The major strengths of this analysis are the size of the population who attended the interim survey, and the fact that malaria exposure was consistently high, being assessed during a short period in the rainy season. In total, 18% of participants did not attend the interim survey, largely due to temporary absence, as it was not uncommon for young unmarried girls to be sent away to assist other households domestically [42], and then re-join the study on their return. For a prevalence survey, the large sample size was adequate for accurate estimates of malaria and iron indices, although use of rapid tests and microscopy may have underestimated low density (sub-microscopic) parasitaemias. Iron status was assessed comprehensively and controlled for inflammation measured by CRP. Data on anaemia and malaria at baseline were not collected as this was a trial design requirement. At the conclusion of the trial, an end assessment survey for NP women showed that anaemia prevalence (Hb < 12 g/dL) was 48.9% in parasitaemic and 39% in non-parasitaemic women, with a prevalence of ID below 20% [15].
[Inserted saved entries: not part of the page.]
PR #13616, opened 2019-04-25
[feedback-widget] feat: lazy load feedback widget component

pieh:
This is PR against https://github.com/gatsbyjs/gatsby/pull/13550

After running webpagetest:
- current code - https://www.webpagetest.org/result/190424_CA_151d1ef08f83ff5d1da8e8fa119dc778/
- lazy loaded widget - https://www.webpagetest.org/result/190424_YE_957ff7c9ee1556fec219362c60fefa0e/

first interactive seems significantly faster on lazy loaded one and feedback component isn't critical to be immediately shown on initial mount / page transition so I think tradeoff of (slightly) delaying it in favour of faster overall interactivity seems good idea

Preview for this version available at https://5cc0c487ba5e4e79a0a62cf8--gatsby-org-pieh-previews.netlify.com/docs/


KyleAMathews:
Could we lazy load it on hover or click?

KyleAMathews:
onMouseOver actually?

pieh:
> Could we lazy load it on hover or click?
> onMouseOver actually?
Sure, would require some reorganization (as we would want to show button always) and start lazy loading on hover (and focus :) ). Probably would also need some extra handling to queue click events if it wan't loaded yet to not have glitchy experience

pieh:
I can address this tomorrow

pieh:
Preview link after addressing lazy loading on hover/focus - https://5cc1c705443c86d19f93cd46--gatsby-org-pieh-previews.netlify.com/docs/

pieh:
Here's preview of it - lazy loading starts when button is hovered or focused

Kapture 2019-04-25 at 21 02 57

On slow connection (as shown with emulated 2g connection above) it could be useful to indicate somehow that something is happening (if after clicking the button widget doesn't load in 500-1000ms)

KyleAMathews:
Maybe use intersection observer then? A little more head start. It's 23kb so not that much code.

KyleAMathews:
The animations are great btw 😍

pieh:
> The animations are great btw 😍

All hail @greglobinski ! :)

> Maybe use intersection observer then? A little more head start. It's 23kb so not that much code.

Would you want to show button before we load full widget? Because if yes, then we will still have same problem on slower connection - user can click button before widget is ready to be used. If we don't show button, then there would be this weird (IMO) interaction on mobile, when you scroll to the bottom, suddenly button would "randomly" show up (on desktop button is fixed in viewport)

pieh:
In any case - I'll try to repurpose the "working" spinning icon that is used when submitting feedback

wardpeet:
Because the button has a scale, the svg is pretty blurry when transitioning, it also isn't super fluent better to set the width & height of the button to the correct value and scale down instead of scaling up. 🙈 

Perhaps add a spinner to the button or set the button to disabled to show that something is happening. We could also leverage suspense for this to only show this when it's taking long.

marcysutton:
In testing [the preview link](https://5cc1c705443c86d19f93cd46--gatsby-org-pieh-previews.netlify.com/docs/) with the keyboard and Voiceover, I can't seem to trigger the feedback widget to open with the space or enter keys. 

There is also no visible focus style–possibly because of the `display: flex` on the button? I'm not quite sure.

pieh:
> Because the button has a scale, the svg is pretty blurry when transitioning, it also isn't super fluent better to set the width & height of the button to the correct value and scale down instead of scaling up. 🙈

(I think) I didn't change anything related to styling (other than moving few things around), so this potentially would need to be mentioned in main PR - https://github.com/gatsbyjs/gatsby/pull/13550

> Perhaps add a spinner to the button or set the button to disabled to show that something is happening. We could also leverage suspense for this to only show this when it's taking long.

I don't want to "disable" button, as it would loose focusability (I think). Suspense I think is problematic right now for us (SSR), but I can implement this by hand.

> In testing [the preview link](https://5cc1c705443c86d19f93cd46--gatsby-org-pieh-previews.netlify.com/docs/) with the keyboard and Voiceover, I can't seem to trigger the feedback widget to open with the space or enter keys.
> 
> There is also no visible focus style–possibly because of the `display: flex` on the button? I'm not quite sure.

What browser were You using? It seems to work on Chrome for me (both navigation / toggling widget with space/enter and visible focus), but I want to take another look if I can reproduce this

marcysutton:
> What browser were You using?
I used Safari and Chrome. It doesn't work for me in either, even without Voiceover on.

greglobinski:
>  It seems to work on Chrome for me (both navigation / toggling widget with space/enter and visible focus)

For me too, also on FF (Ubuntu) 

> I used Safari and Chrome. It doesn't work for me in either, 

@marcysutton Did it work for you before?

greglobinski:
> the svg is pretty blurry when transitioning,

@wardpeet Are you pointing the `hover` rotating transition of the "close-X" icon? I will fix that, thanks?

pieh:
> What browser were You using? It seems to work on Chrome for me (both navigation / toggling widget with space/enter and visible focus), but I want to take another look if I can reproduce this

I was able to reproduce this in Safari. This happens because the initial button is removed once full widget loads, and focus is not being transferred to toggle button from full widget. It's pretty tough tho, because re-focusing button has visible drop-down animation (suddenly orange "outline" disappear and is animated back in).

I hoped using same `ref` would prevent that, but it doesn't and this is result of react diffing algorithm. TBD what's best way to solve this - either prevent focus outline animation on initial widget render or hoist the button totally, so it never change location in component tree.

pieh:
I forgot to add preview for latest version of it - https://5cc73d8862760198feb5f6c5--gatsby-org-pieh-previews.netlify.com/docs/

It should also fix focus/hover box shadow on toggle button in Safari

www/src/components/feedback-widget/lazy-feedback-widget.js
```diff
@@ -0,0 +1,65 @@
...
+      // if we didn't load widget within 1 second, show loading indicator
+      setWidget(state => {
+        if (!state.Widget) {
+          return {
+            loading: true,
+          }
+        }
+        return state
+      })
+    }, 1000)
```
wardpeet: following rail practices https://developers.google.com/web/fundamentals/performance/rail this should be 100ms.

pieh: I have no strong opinion on this (but I think 100ms might be to short?) - I've used timeout we use already in core https://github.com/gatsbyjs/gatsby/blob/f4e8d618e4cc77624df9b3d1779b2dcac2fdfcc5/packages/gatsby/cache-dir/navigation.js#L75-L82
for plugins like `gatsby-plugin-nprogress` to show loader on page transitions

marcysutton:
What should we do with this PR @pieh?

pieh:
> What should we do with this PR @pieh?

Oh, hmm, if this didn't prove to be problem we can just discard this PR (if we will want to get back to it - I will keep branch around, tho it's pretty outdated at this point)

Age was an independent predictor of increasing malaria immunity (Table 4), nevertheless many older girls experienced asymptomatic infections and hence were untreated. Iron repletion may favour malaria transmission as these chronically asymptomatic adolescents represent an important reservoir of malaria transmission. In Mali, a country prioritised for high impact malaria control [24], a high proportion of P. falciparum infections were concurrently gametocytaemic (51–89%) with a higher prevalence in individuals ≤17 years [43]. In Burkina Faso, gametocyte density relative to total parasite concentration increases with age, also favouring transmission [44]. An area of research that warrants attention is whether body iron status influences gametocyte density. This would require quantifying the reproductive rate of infection relative to the population prevalence of iron deficiency and repletion. The mechanism explaining the predictive utility of the host iron status at the baseline for future malaria risk in the interim survey may relate to both host pathophysiology as well as parasite ontogeny in the mosquito [45].

5. Conclusions

National surveys to measure ID and IDA prevalence are required for program planners to estimate the impact and cost-effectiveness of improving iron status [9,46], with specific cut-offs for justifying IFA supplementation. In high malaria transmission areas, the primary goal should be malaria control. Our data also suggest that while iron deficiency cannot be ignored, routine IFA should be delayed until adequate malaria control is ensured. So far, such a strategy has been unacceptable to public health communities [47]. The challenge is to reduce asymptomatic parasitaemias and frequent reinfections and significantly impact this reservoir of malaria transmission before introducing IFA programmes. Malaria control should directly result in reduced anaemia and improved gut absorption of iron, thereby promoting the effectiveness of IFA.